Neil deGrasse Tyson (Astrophysicist): “I was delighted to see Agora, which was on the woman Hypatia. That’s going back. We’re overdue for Marie Curie. She had a complicated social life, so you could run with that if producers need that. There’s Marie Curie, the first person to win two Nobel prizes. We’re overdue on that.
“There’s another woman who was on the heels of discovering DNA, Rosalind Franklin, so she’s somebody we’re a little overdue on.
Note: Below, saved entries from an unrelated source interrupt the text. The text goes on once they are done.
PR #1062, opened 2025-04-03
chore: change upload and download limits flags to mbps

DmitriyMV:
This is easier to process for the cli operator, since we now force it being at least 1 Mbps.

It also fixes the problem of limiter incorrectly assuming that the reader will use the entirety of a passed buffer,
resulting in incorrect limiting.

### DIFF
--- a/cmd/omni/cmd/cmd.go
+++ b/cmd/omni/cmd/cmd.go
@@ -516,18 +516,18 @@ var initOnce = sync.OnceValue(func() *cobra.Command {
 		"maximal interval between etcd backups",
 	)
 
-	rootCmd.Flags().Int64Var(
-		&config.Config.EtcdBackup.UploadLimit,
-		"etcd-backup-upload-limit",
-		config.Config.EtcdBackup.UploadLimit,
-		"throughput limit for etcd backup uploads",
+	rootCmd.Flags().Uint64Var(
+		&config.Config.EtcdBackup.UploadLimitMbps,
+		"etcd-backup-upload-limit-mbps",
+		config.Config.EtcdBackup.UploadLimitMbps,
+		"throughput limit in Mbps for etcd backup uploads, zero means unlimited",
 	)
 
-	rootCmd.Flags().Int64Var(
-		&config.Config.EtcdBackup.DownloadLimit,
-		"etcd-backup-download-limit",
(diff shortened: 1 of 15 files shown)


cmd/omni/cmd/cmd.go
```diff
@@ -516,18 +516,18 @@ var initOnce = sync.OnceValue(func() *cobra.Command {
 		"maximal interval between etcd backups",
 	)
 
-	rootCmd.Flags().Int64Var(
+	rootCmd.Flags().Float64Var(
 		&config.Config.EtcdBackup.UploadLimit,
 		"etcd-backup-upload-limit",
 		config.Config.EtcdBackup.UploadLimit,
-		"throughput limit for etcd backup uploads",
+		"throughput limit in MiB for etcd backup uploads, that can be xx.yy",
```
utkuozdemir, line 523: MiB feels too non-granular to me, maybe KiB would be the sweet spot?

DmitriyMV: You can specify things like 0.5 or 0.02. But I wonder if it would be better to specify in Mbit (bits) rather than bytes. Usually when we talk about throughput we talk 100 Mbits or 1 Gbit.

utkuozdemir: Another idea - use "byte size" type? Introduce a new cobra flag type, use one of the byte size libraries out there (maybe [this](https://github.com/zpatrick/go-bytesize))? So users can do `10MiB` etc.

hack/release.toml
```diff
@@ -33,5 +33,5 @@ User-managed config patches not associated with an existing target (e.g., cluste
 [notes.custom-etcd-backup-throughput]
 title = "Custom Etcd Backup Throughput"
 description = """\
-The throughput for etcd backup uploads/downloads can now be limited using the `--etcd-backup-upload-limit` and `--etcd-backup-download-limit` flags.
+The throughput for etcd backup uploads/downloads can now be limited using the `--etcd-backup-upload-limit-mbps` and `--etcd-backup-download-limit-mpbs` flags.
```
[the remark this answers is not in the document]
utkuozdemir: good bot

frezbo (approved):

smira (approved):

PR #1063, opened 2025-04-04
feat: stable tag fixes #483

### LINKED ISSUE #483: [feature] Add "stable" tag to released images
### Problem Description

Currently the image releases here in GH have a rolling "latest" tag and a version tag. It would be great if we could get a "stable" tag added that rolls with the latest-non-beta version of the image. This would allow for automatic stable release upgrading without version pinning.

### Solution

rolling "stable" tag assigned to latest-non-beta image

### Alternative Solutions

_No response_

### Notes

_No response_

FedotCompot:
Creates an image with stable tag if the tag is vX.X.X without alpha/beta etc...


utkuozdemir:
Thank you very muchfor the contribution 🙏🏻.

However this is not the right place to do it - as you can see at the top of the file, this file is automatically generated by our project scaffolding tool [kres](https://github.com/siderolabs/kres) and is not meant to be edited.

The change should be done in kres instead.

Also, please open an issue for it in the kres repo first, before writing any code. We can evaluate in team and make a decision and let you know before you actually implement it.

Issue #779, opened 2024-12-11
Provide a way to forcefully reset control planes which are not fully joined to the etcd cluster


Unix4ever:
Current implementation of the reset doesn't allow removing the control plane node if it gets stuck in booting phase.
This is done to protect from races in the etcd join flow.

We can provide a way to forcefully remove the node when the user knows that the machine will never be able to join etcd.

Some labels can be used in the `MachineSetNode` (?) to force deletion.

PR #1073, opened 2025-04-10
feat: allow force-destroying a node in booting state

utkuozdemir:
Implement force-destroy logic to allow machines to be reset and removed from the cluster even if they are stuck in the booting phase. This is useful in cases like a node not being able to join to etcd, and it is known by the cluster operator that it will never be able to.

Closes https://github.com/siderolabs/omni/issues/779.


internal/backend/runtime/omni/state_validation.go
```diff
@@ -1120,3 +1120,20 @@ func infraMachineConfigValidationOptions(st state.State) []validated.StateOption
 		})),
 	}
 }
+
+func nodeForceDestroyRequestValidationOptions(st state.State) []validated.StateOption {
```
Unix4ever, line 1124: We probably need the unit test for that.

internal/backend/runtime/omni/controllers/omni/cluster_machine_config_status_test.go
```diff
@@ -384,6 +384,93 @@ func (suite *ClusterMachineConfigStatusSuite) TestResetUngraceful() {
...
+				}
+
+				return nil
+			},
+		)
+
+		suite.Require().NoError(err)
+	}
+
+	time.Sleep(time.Second * 1)
```
Unix4ever, line 466: Can we avoid having this timeout here? Maybe some more reliable way to wait?

internal/backend/runtime/omni/controllers/omni/cluster_machine_config_status.go
```diff
@@ -689,6 +704,18 @@ func (h *clusterMachineConfigStatusControllerHandler) reset(
...
+	if err != nil && !state.IsNotFoundError(err) {
+		return fmt.Errorf("failed to get node force delete request %q: %w", machineConfig.Metadata().ID(), err)
+	}
+
+	forceDestroy := nodeForceDestroyRequest != nil
+	if forceDestroy {
+		logger.Info("node is requested to be force destroyed")
+
+		graceful = false
+	}
```
Unix4ever, line 717: Maybe lets extract that to a separate method?

Unix4ever (commented):
I'd also suggest to add CLI commands to force destroy the node.

internal/backend/runtime/omni/state_validation.go
utkuozdemir: good point, added

internal/backend/runtime/omni/controllers/omni/cluster_machine_config_status.go
utkuozdemir: good idea, done

internal/backend/runtime/omni/controllers/omni/cluster_machine_config_status_test.go
utkuozdemir: actually it was not needed, so I removed it

utkuozdemir:
> I'd also suggest to add CLI commands to force destroy the node.

Done, just added `omnictl cluster machine delete <id> [--force]`

While doing it, I moved the logic of the `omnictl delete <restype> <id>` command to a common place, its own package, and started using it from both commands.

One additional thing: I made this destroy command to log human-readable logs to `stderr` instead of previously `stdout`. I think `stderr` is actually the right target for it, but let me know if you think otherwise - currently we have both in different commands and are not consistent. (I even have better ideas for our CLIs outputs).

Unix4ever (approved):

PR #1075, opened 2025-04-10
fix: fix crash in the workload proxy controller

Unix4ever:
If alias with the same cluster ID is found in the aliases map, reuse it.


Unix4ever:
Will revert it as a whole until we're sure it's stable enough.

Issue #1068, opened 2025-04-08
[feature] Make exposed service issues easier to troubleshoot


utkuozdemir:
### Problem Description

- Add/improve logs when an exposed service is created/updated
- Add/improve logs when it is accessed (be careful about excessive logging)
- Include related resources (i.e., `ExposedServices`) in the support bundles.

PR #1079, opened 2025-04-10
fix: mark all exposed services to have a non-explicit alias

utkuozdemir:
Mark all existing exposed services to have non-explicit aliases (i.e., "generated aliases"), since all old ones have generated aliases. This will prevent their aliases from being wrongly regenerated.

Additionally, add a log statement if an exposed service is updated to facilitate troubleshooting.

Small part of https://github.com/siderolabs/omni/issues/1068.

(I reproduced the alias regeneration issue locally, and verified that this fix actually addresses that correctly).


internal/backend/runtime/omni/controllers/omni/internal/exposedservice/reconciler.go
```diff
@@ -136,6 +142,22 @@ func (reconciler *Reconciler) reconcileService(ctx context.Context, exposedServi
 		return false, fmt.Errorf("error updating exposed service: %w", err)
 	}
 
+	updatedVersion := updatedService.Metadata().Version()
+	cluster, _ := updatedService.Metadata().Labels().Get(omni.LabelCluster)
+	_, isGeneratedAlias := updatedService.Metadata().Labels().Get(omni.LabelHasGeneratedExposedServiceAlias)
+
+	if !updatedVersion.Equal(version) {
```
utkuozdemir, line 149: To log only the actual updates.

Unix4ever (approved):

utkuozdemir:
@Unix4ever I changed the PR to use a field and not a label anymore, and inverted the boolean logic, so a migration is not needed anymore. Tested it as well. Can you pls have another look?

Unix4ever (approved):

Unix4ever:
Yes, I like this more:)

Issue #907, opened 2025-02-05
Join Token Management


smira:
Make join tokens a resource, migrate existing join token in `ConnectionParams` to a non-expiring token.

Token:

```yaml
metadata:
   id: <token>
spec:
   expirationTime: <> # optional
   revoked: true/false # could be a label?
```

This is a user-managed resource.

We need UI to manage join tokens: create new ones, revoke existing tokens, see a list of tokens.

We could also keep track of last used time for a token. (`TokenStatus` or label/annotation on a resource?)

Download media should allow to pick a token to be used (including CLI).

Provider HMAC-based token (JWT?) should be reworked:

* can we have a per-provider secret which is used to sign JWT-style join tokens for providers
* a unique secret is generated when a provider is registered with Omni
* this secret is removed if the provider is removed from Omni
* secret can be an ECDSA/RSA public/private key.

As a migration path from providers today using "default" join token as an HMAC secret, we can mark the migrated join token as "default", and as long as it hasn't been revoked, we can keep it using it.

PR #1089, opened 2025-04-11
feat: implement multiple token support and token management

Unix4ever:
Added new pages for join token management.
The token can be created, revoked and deleted.
Also support tokens with the expiration.

Introduced new resources:
- `JoinToken` - keeps the token, it's ID is the token string.
- `JoinTokenStatus` - is generated by the controller, it calculates the information about the current token state: active, revoked or expired. And also has the information about if the token is default.
- `DefaultJoinToken` - is the singleton resource that keeps the current default token id.

The behavior of siderolink manager was changed to create a default `JoinToken` resource out of whatever is currently stored in the `siderolink.Config` resource.

`siderolink.ConnectionParams` is now generated by the controller. It's using the default token from the `DefaultJoinToken` resource.

Infra providers will get their own unique tokens, but they won't use it
until the library is updated.
So they will still rely on the default join token until updated.
    
Dropped `siderolink.ConnectionParams` usage in most of the places. This
resource is kept only for the backward compatibility reasons.

Fixes: https://github.com/siderolabs/omni/issues/907


Unix4ever:
The UI:

https://github.com/user-attachments/assets/301fc807-38b2-49cf-ab94-88b3f78d8363

Unix4ever:
Need to add join token usage resource as the input to the cluster machine config controller.
And need to fix the join token list on the download installation media modal window.

frontend/src/views/omni/Settings/JoinTokens.vue
```diff
@@ -0,0 +1,204 @@
...
+            <div class="tokens-grid flex-1">
+              <div class="flex gap-2 items-center">
+                <span class="truncate">{{ item.spec.name ?? 'initial token' }}</span>
+                <div v-if="item.spec.is_default"
+                  class="px-2 py-1 rounded bg-primary-P3 bg-opacity-10 text-primary-P3">
+                  Default
+                </div>
+              </div>
+              <div class="truncate">
+                {{ item.metadata.id }}
```
Unix4ever: Make it hidden by default. Reveal on click

internal/backend/runtime/omni/controllers/omni/join_token_status.go
```diff
@@ -0,0 +1,102 @@
...
+					joinTokenStatus.TypedSpec().Value.State = specs.JoinTokenStatusSpec_ACTIVE
+
+					joinTokenStatus.Metadata().Labels().Set(auth.LabelTokenActive, "")
+				}
+
+				joinTokenStatus.TypedSpec().Value.UseCount = useCount
+				joinTokenStatus.TypedSpec().Value.ExpirationTime = joinToken.TypedSpec().Value.ExpirationTime
+				joinTokenStatus.TypedSpec().Value.Name = joinToken.TypedSpec().Value.Name
+
+				return nil
```
Unix4ever, line 92: If expiration time is not nil use `qtransform.RequeueAfter()` to reconcile the state.

Unix4ever:
We need to URL encode join token passed in the kernel args.

Unix4ever:
Create token generation API function, make the join token resource readonly.
In the token generation API always generate the Join token ID in the same format.

Optionally allow setting token length/strength.

internal/backend/runtime/omni/state_validation.go
```diff
@@ -1119,3 +1119,97 @@ func nodeForceDestroyRequestValidationOptions(st state.State) []validated.StateO
 		})),
 	}
 }
+
+const (
+	// tsgen:MaxJoinTokenNameLength
+	maxJoinTokenNameLength = 16
+	// tsgen:MinJoinTokenLength
+	minJoinTokenLength = 8
```
utkuozdemir: can be dropped

internal/backend/runtime/omni/migration/migrations.go
```diff
@@ -1829,3 +1829,58 @@ func createProviders(ctx context.Context, st state.State, logger *zap.Logger, _
...
+	links, err := safe.ReaderListAll[*siderolink.Link](ctx, st)
+	if err != nil {
+		return err
+	}
+
+	for link := range links.All() {
+		usage := siderolink.NewJoinTokenUsage(link.Metadata().ID())
+		usage.TypedSpec().Value.TokenId = connectionParams.TypedSpec().Value.JoinToken
+
+		if err = createOrUpdate(ctx, st, usage, func(res *siderolink.JoinTokenUsage) error {
```
utkuozdemir: can use st.modify if you want now :)

internal/backend/runtime/omni/controllers/omni/connection_params.go
```diff
@@ -0,0 +1,97 @@
...
+			},
+		},
+		qtransform.WithExtraMappedInput(
+			func(context.Context, *zap.Logger, controller.QRuntime, *siderolinkres.DefaultJoinToken) ([]resource.Pointer, error) {
+				return []resource.Pointer{
+					siderolinkres.NewConfig().Metadata(),
+				}, nil
+			},
+		),
+		qtransform.WithExtraMappedInput(
```
utkuozdemir: do we need this input?

internal/backend/runtime/omni/controllers/omni/connection_params.go
```diff
@@ -0,0 +1,97 @@
...
+					siderolink.WithJoinToken(spec.JoinToken),
+					siderolink.WithGRPCTunnel(spec.UseGrpcTunnel),
+				)
+				if err != nil {
+					return err
+				}
+
+				spec.Args = strings.Join(opts.GetKernelArgs(), " ")
+
+				logger.Info(fmt.Sprintf("add this kernel argument to a Talos instance you would like to connect: %s", spec.Args))
```
utkuozdemir: let's drop this

internal/backend/runtime/omni/controllers/omni/join_token_status.go
```diff
@@ -0,0 +1,106 @@
...
+			},
+			TransformFunc: func(ctx context.Context, r controller.Reader, _ *zap.Logger, joinToken *siderolink.JoinToken, joinTokenStatus *siderolink.JoinTokenStatus) error {
+				defaultJoinToken, err := safe.ReaderGetByID[*siderolink.DefaultJoinToken](ctx, r, siderolink.DefaultJoinTokenID)
+				if err != nil && !state.IsNotFoundError(err) {
+					return err
+				}
+
+				joinTokenStatus.TypedSpec().Value.IsDefault = defaultJoinToken != nil && defaultJoinToken.TypedSpec().Value.TokenId == joinToken.Metadata().ID()
+
+				links, err := safe.ReaderListAll[*siderolink.JoinTokenUsage](ctx, r)
```
utkuozdemir:
```suggestion
				usages, err := safe.ReaderListAll[*siderolink.JoinTokenUsage](ctx, r)
```

internal/backend/runtime/omni/controllers/omni/join_token_status.go
```diff
@@ -0,0 +1,106 @@
...
+					joinTokenStatus.TypedSpec().Value.State = specs.JoinTokenStatusSpec_ACTIVE
+
+					joinTokenStatus.Metadata().Labels().Set(auth.LabelTokenActive, "")
+				}
+
+				joinTokenStatus.TypedSpec().Value.UseCount = useCount
+				joinTokenStatus.TypedSpec().Value.ExpirationTime = joinToken.TypedSpec().Value.ExpirationTime
+				joinTokenStatus.TypedSpec().Value.Name = joinToken.TypedSpec().Value.Name
+
+				if joinTokenStatus.TypedSpec().Value.ExpirationTime != nil {
```
utkuozdemir, line 84: do not requeue if it is already expired

client/pkg/omni/resources/siderolink/join_token.go
```diff
@@ -0,0 +1,49 @@
...
+// JoinTokenExtension providers auxiliary methods for JoinToken resource.
+type JoinTokenExtension struct{}
+
+// ResourceDefinition implements [typed.Extension] interface.
+func (JoinTokenExtension) ResourceDefinition() meta.ResourceDefinitionSpec {
+	return meta.ResourceDefinitionSpec{
+		Type:             JoinTokenType,
+		Aliases:          []resource.Type{},
+		DefaultNamespace: resources.DefaultNamespace,
+		PrintColumns:     []meta.PrintColumn{},
```
utkuozdemir, line 47: maybe add name as print column, and potentially other fields

internal/backend/runtime/omni/state_validation.go
```diff
@@ -1119,3 +1119,97 @@ func nodeForceDestroyRequestValidationOptions(st state.State) []validated.StateO
...
+
+	return []validated.StateOption{
+		validated.WithUpdateValidations(validated.NewUpdateValidationForType(func(_ context.Context, old, res *siderolink.JoinToken, _ ...state.UpdateOption) error {
+			if old.TypedSpec().Value.Name == res.TypedSpec().Value.Name {
+				return nil
+			}
+
+			return validateJoinTokenName(res)
+		})),
+		validated.WithCreateValidations(validated.NewCreateValidationForType(func(_ context.Context, res *siderolink.JoinToken, _ ...state.CreateOption) error {
```
utkuozdemir: no need for the create validation for all, as the mgmt api will bypass this validation. we need to do the length validation in mgmt api.

internal/pkg/siderolink/provision.go
```diff
@@ -388,6 +388,25 @@ func establishLink[T res](ctx context.Context, logger *zap.Logger, st state.Stat
 		}
 	}
 
+	tokenUsage := siderolink.NewJoinTokenUsage(link.Metadata().ID())
+
+	tokenUsage.TypedSpec().Value.TokenId = pointer.SafeDeref(provisionContext.request.JoinToken)
+
+	if err = st.Create(ctx, tokenUsage); err != nil {
```
utkuozdemir: can do modify instead

utkuozdemir (approved):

“There’s a book that Dava Sobel just came out with which has a similar spiritual presence as the Hidden Figures book. This is on the woman at the Harvard College Observatory who decoded the nature of stars in the universe. Why? Because that activity was deemed below the work of men. So they were women calculating the properties of stars, and they made all the cool discoveries in the first half of the twentieth century. So Dava Sobel just wrote a book on that called The Glass Universe and that, I’d be delighted to see that become a movie.”
That’s a lot of amazing women. Hollywood, are you taking notes? Earle, who’s spent more than 7000 hours underwater, also hit on the importance of representing science in popular culture. She told us, “There’s a nice long list of not just women, but also guys who are under-sung heroes that are making a difference.”
“We need to look around and think, ‘What is making a difference of humankind?'” says Earle, “It isn’t just–I love the music and I love the sports, I love all the things that humans excel at–but excellence in science ought to be as popular and worthy of celebration and getting kids to want to be a botanist! Be an engineer, like in The Martian!”
What women in science do you think deserves a biopic?